PROBLEM TO WORK ON:
Look through the data and write out every line with the word "running" in it.

MATERIAL FOR THIS EXERCISE:
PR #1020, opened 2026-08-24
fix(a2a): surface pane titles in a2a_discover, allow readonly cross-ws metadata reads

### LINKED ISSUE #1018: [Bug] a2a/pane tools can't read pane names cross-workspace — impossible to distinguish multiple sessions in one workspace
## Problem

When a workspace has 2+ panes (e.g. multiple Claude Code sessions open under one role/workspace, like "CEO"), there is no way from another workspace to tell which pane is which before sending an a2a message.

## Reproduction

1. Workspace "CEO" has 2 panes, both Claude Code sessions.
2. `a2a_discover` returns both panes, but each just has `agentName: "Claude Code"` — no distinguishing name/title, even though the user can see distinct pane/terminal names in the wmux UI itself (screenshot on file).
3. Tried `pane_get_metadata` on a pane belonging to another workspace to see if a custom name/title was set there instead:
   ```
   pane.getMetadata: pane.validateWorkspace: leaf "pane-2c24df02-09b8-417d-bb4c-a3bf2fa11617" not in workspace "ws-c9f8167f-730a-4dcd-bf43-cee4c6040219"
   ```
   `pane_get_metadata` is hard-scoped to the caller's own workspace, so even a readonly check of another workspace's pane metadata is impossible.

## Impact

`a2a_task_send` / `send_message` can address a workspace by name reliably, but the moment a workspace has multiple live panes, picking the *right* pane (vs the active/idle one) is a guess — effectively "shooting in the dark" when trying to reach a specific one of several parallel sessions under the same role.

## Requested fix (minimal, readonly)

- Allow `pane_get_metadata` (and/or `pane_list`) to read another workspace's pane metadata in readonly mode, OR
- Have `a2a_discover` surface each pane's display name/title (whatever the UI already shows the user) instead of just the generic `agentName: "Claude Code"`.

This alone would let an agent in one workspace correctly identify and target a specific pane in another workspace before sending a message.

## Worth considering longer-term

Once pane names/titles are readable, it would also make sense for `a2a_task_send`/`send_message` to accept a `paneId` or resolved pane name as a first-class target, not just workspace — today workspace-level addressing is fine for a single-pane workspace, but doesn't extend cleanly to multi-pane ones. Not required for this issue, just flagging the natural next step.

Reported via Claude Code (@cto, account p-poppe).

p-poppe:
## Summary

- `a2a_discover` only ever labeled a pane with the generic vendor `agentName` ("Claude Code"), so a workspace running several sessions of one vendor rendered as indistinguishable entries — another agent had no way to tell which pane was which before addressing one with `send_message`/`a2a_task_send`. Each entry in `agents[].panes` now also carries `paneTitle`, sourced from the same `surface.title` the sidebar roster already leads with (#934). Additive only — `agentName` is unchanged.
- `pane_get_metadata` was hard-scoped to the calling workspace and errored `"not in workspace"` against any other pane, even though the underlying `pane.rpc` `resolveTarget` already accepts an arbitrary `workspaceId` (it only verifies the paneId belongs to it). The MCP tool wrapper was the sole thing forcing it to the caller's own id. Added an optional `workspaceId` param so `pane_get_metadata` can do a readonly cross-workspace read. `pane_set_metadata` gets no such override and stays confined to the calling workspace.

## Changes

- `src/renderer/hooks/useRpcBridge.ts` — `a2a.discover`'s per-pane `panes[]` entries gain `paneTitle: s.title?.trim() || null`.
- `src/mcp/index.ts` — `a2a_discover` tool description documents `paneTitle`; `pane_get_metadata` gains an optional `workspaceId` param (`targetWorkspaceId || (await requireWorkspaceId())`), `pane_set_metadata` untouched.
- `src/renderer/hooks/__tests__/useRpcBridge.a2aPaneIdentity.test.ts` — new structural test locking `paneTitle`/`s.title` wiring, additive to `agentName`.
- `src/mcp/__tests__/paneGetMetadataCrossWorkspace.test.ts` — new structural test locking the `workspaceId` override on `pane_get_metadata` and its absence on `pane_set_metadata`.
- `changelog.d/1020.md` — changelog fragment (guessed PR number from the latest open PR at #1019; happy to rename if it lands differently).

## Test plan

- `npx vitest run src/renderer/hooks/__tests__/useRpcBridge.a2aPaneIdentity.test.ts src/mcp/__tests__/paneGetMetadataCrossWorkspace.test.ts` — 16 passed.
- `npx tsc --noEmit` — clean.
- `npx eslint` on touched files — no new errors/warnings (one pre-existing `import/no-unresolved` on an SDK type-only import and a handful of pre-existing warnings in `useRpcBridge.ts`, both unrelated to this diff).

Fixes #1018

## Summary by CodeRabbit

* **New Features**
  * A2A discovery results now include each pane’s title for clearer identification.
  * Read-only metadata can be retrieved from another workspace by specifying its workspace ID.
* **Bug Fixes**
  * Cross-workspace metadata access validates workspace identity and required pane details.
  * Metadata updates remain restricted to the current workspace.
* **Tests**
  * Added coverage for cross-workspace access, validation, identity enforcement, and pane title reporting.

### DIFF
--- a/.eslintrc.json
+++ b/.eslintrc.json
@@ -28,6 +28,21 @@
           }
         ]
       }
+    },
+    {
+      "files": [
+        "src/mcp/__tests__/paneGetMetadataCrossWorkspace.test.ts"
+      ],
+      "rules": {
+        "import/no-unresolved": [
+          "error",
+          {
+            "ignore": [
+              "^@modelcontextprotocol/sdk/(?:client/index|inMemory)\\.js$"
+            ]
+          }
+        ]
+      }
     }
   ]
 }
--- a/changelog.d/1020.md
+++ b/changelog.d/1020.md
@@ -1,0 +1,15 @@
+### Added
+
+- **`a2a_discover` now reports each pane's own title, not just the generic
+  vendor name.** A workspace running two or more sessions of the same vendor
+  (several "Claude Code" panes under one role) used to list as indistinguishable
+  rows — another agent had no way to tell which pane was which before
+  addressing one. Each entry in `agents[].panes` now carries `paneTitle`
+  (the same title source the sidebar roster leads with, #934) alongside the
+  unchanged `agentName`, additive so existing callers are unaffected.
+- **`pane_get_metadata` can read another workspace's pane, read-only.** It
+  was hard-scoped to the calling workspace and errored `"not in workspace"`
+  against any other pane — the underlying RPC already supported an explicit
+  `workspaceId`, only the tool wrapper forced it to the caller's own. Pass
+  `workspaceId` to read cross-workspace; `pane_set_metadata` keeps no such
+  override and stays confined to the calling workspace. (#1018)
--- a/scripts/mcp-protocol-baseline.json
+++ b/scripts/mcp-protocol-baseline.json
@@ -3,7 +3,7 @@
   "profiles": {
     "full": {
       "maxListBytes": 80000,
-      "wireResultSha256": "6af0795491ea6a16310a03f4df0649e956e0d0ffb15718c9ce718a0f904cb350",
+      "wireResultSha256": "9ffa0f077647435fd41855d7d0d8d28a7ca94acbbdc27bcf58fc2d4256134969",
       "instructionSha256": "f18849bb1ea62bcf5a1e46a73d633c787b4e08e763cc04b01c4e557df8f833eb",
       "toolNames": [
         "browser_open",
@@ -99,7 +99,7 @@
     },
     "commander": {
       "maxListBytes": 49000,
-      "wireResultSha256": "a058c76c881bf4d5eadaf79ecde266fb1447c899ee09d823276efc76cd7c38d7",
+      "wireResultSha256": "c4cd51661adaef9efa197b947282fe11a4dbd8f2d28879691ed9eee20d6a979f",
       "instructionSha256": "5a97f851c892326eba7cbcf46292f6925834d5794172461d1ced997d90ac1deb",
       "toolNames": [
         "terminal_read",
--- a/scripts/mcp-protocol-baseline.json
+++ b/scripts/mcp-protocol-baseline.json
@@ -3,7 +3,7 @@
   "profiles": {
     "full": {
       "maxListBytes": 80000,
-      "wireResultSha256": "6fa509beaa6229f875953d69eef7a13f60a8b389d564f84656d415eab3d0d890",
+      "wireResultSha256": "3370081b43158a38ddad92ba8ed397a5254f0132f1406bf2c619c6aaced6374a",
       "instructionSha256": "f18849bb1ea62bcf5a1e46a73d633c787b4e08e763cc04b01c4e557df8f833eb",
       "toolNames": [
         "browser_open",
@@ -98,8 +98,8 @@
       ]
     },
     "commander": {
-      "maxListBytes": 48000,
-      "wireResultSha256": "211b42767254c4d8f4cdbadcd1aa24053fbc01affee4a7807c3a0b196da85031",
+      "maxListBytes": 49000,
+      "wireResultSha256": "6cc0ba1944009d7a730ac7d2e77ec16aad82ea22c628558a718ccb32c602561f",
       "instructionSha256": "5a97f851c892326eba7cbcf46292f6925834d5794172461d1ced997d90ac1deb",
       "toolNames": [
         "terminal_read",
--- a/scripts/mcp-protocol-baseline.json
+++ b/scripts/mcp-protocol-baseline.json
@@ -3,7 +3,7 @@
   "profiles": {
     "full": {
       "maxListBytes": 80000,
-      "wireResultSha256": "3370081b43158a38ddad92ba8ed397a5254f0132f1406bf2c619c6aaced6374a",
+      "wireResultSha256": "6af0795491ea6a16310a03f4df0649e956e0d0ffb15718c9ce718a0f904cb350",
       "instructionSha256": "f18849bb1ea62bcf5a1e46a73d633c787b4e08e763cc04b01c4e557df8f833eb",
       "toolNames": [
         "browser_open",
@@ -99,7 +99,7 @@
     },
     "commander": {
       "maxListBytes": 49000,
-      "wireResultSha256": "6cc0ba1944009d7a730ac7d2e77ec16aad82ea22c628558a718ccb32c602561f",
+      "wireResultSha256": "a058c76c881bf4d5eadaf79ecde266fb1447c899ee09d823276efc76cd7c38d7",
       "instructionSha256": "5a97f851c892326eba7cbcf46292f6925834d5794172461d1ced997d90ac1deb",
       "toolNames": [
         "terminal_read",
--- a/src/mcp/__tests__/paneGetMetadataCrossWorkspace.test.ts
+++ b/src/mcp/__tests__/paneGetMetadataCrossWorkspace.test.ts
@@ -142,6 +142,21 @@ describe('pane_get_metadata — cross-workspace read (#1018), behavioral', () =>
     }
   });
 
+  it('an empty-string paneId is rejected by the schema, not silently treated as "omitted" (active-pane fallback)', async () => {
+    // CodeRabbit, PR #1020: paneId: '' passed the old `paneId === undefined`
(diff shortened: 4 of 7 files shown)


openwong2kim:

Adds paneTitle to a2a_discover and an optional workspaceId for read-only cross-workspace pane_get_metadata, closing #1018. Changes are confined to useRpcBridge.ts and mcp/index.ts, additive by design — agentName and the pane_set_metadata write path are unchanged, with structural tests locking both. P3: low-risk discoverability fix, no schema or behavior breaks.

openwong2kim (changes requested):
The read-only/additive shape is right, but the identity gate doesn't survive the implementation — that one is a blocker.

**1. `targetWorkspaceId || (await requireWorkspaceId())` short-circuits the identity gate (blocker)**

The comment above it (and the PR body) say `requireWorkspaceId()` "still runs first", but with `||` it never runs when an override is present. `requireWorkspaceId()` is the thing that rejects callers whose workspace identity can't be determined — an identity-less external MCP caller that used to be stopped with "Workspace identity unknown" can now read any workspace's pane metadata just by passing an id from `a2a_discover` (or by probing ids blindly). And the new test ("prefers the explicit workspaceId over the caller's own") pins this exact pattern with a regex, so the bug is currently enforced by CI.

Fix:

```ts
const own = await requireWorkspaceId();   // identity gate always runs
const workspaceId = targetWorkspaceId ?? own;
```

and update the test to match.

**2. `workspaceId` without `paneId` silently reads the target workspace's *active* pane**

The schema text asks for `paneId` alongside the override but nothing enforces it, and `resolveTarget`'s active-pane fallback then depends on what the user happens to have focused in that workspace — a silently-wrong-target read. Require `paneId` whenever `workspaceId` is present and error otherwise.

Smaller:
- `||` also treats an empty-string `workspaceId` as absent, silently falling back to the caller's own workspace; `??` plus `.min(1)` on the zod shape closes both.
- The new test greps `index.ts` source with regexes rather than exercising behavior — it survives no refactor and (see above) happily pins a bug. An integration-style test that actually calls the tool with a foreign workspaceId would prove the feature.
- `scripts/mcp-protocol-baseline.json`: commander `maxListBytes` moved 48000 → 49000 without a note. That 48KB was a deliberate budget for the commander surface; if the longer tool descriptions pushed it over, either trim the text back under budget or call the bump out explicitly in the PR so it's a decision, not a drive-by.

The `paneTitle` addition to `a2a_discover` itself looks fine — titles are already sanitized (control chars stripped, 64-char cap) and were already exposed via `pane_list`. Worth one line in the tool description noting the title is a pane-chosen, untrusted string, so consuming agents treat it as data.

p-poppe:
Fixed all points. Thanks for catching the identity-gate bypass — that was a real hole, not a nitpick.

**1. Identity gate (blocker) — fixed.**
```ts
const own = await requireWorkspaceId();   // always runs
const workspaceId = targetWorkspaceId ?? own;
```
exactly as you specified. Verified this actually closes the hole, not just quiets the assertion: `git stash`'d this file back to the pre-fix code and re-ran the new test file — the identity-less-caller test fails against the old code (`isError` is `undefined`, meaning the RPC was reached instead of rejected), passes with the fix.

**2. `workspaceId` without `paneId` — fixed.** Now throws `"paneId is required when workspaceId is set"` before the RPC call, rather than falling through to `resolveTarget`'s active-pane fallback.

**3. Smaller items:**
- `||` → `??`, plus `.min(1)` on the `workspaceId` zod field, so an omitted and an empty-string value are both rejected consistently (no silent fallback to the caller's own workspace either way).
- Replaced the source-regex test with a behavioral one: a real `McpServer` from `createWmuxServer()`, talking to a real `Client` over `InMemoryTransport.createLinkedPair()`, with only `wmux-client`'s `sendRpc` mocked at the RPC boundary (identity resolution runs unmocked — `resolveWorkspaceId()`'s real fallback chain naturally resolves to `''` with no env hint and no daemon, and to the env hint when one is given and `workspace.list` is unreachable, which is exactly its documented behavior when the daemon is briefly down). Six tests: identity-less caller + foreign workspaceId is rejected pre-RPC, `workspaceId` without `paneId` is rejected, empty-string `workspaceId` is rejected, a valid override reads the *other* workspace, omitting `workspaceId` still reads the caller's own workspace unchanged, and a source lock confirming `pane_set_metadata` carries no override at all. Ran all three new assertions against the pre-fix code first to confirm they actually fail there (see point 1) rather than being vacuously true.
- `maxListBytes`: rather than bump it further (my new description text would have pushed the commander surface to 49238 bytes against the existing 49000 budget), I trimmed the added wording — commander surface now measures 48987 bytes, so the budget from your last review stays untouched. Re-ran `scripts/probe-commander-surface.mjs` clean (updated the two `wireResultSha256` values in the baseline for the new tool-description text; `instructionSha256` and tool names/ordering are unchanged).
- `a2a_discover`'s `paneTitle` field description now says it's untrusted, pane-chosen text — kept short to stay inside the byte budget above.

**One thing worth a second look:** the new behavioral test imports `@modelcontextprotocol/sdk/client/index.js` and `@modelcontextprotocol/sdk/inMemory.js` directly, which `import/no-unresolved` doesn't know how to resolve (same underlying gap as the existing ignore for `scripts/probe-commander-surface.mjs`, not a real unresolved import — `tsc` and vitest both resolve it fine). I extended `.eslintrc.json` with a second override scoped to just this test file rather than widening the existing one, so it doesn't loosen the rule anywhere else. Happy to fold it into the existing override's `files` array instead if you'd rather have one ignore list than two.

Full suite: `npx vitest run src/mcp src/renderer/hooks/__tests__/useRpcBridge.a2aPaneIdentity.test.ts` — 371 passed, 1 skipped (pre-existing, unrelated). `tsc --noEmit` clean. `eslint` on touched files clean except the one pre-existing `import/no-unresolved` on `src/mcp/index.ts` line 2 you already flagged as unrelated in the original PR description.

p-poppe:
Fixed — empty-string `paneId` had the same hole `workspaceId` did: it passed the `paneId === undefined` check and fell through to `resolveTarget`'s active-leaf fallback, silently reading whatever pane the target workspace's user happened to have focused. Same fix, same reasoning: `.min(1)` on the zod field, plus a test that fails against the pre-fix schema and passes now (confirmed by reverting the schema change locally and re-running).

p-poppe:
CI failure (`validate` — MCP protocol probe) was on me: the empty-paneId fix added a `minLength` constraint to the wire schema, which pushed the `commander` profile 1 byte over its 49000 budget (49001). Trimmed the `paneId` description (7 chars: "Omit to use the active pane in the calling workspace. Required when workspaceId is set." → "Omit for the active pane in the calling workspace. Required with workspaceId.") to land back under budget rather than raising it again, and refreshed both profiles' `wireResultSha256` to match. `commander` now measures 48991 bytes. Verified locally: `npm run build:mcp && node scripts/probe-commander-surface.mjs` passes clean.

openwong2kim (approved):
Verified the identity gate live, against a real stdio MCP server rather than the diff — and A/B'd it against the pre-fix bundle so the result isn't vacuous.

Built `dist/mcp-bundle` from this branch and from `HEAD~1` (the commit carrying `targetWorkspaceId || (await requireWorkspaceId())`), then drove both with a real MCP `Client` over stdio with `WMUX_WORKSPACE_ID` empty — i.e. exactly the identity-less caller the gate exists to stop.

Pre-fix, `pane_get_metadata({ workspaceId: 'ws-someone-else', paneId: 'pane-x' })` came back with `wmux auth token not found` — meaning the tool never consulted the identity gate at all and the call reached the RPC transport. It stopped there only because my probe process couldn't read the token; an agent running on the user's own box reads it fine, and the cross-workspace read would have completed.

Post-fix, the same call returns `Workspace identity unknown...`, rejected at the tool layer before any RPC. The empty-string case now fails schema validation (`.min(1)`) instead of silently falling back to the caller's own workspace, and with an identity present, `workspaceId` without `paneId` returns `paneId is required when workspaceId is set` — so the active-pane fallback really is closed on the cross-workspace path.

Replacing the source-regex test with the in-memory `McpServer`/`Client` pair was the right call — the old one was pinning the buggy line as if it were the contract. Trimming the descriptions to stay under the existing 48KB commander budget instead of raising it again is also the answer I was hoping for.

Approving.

RESULT OF THIS EXERCISE:
- `a2a_discover` only ever labeled a pane with the generic vendor `agentName` ("Claude Code"), so a workspace running several sessions of one vendor rendered as indistinguishable entries — another agent had no way to tell which pane was which before addressing one with `send_message`/`a2a_task_send`. Each entry in `agents[].panes` now also carries `paneTitle`, sourced from the same `surface.title` the sidebar roster already leads with (#934). Additive only — `agentName` is unchanged.
+  vendor name.** A workspace running two or more sessions of the same vendor
Fixed — empty-string `paneId` had the same hole `workspaceId` did: it passed the `paneId === undefined` check and fell through to `resolveTarget`'s active-leaf fallback, silently reading whatever pane the target workspace's user happened to have focused. Same fix, same reasoning: `.min(1)` on the zod field, plus a test that fails against the pre-fix schema and passes now (confirmed by reverting the schema change locally and re-running).
Pre-fix, `pane_get_metadata({ workspaceId: 'ws-someone-else', paneId: 'pane-x' })` came back with `wmux auth token not found` — meaning the tool never consulted the identity gate at all and the call reached the RPC transport. It stopped there only because my probe process couldn't read the token; an agent running on the user's own box reads it fine, and the cross-workspace read would have completed.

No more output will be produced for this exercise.